_RECORDED DATA_
Issue #5967, opened 2019-10-21
Azure.Core & Azure.Identity needs to be updated to support env vars


joshfree:
The environment variables identified in https://github.com/Azure/azure-sdk/blob/master/_includes/tables/environment_variables.md such as

| Environment Variable          | Purpose                                |
|-------------------------------|----------------------------------------|
| **Proxy Settings**                                                    ||
| HTTP_PROXY                    | Proxy for HTTP connections             |
| HTTPS_PROXY                   | Proxy for HTTPS connections            |
| NO_PROXY                      | Hosts which must not use a proxy       |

_DIRECTIONS_
Would you transcribe the entire listing above without any deviation?

_EXERCISE RESULT_
Issue #5967, opened 2019-10-21
Azure.Core & Azure.Identity needs to be updated to support env vars


joshfree:
The environment variables identified in https://github.com/Azure/azure-sdk/blob/master/_includes/tables/environment_variables.md such as

| Environment Variable          | Purpose                                |
|-------------------------------|----------------------------------------|
| **Proxy Settings**                                                    ||
| HTTP_PROXY                    | Proxy for HTTP connections             |
| HTTPS_PROXY                   | Proxy for HTTPS connections            |
| NO_PROXY                      | Hosts which must not use a proxy       |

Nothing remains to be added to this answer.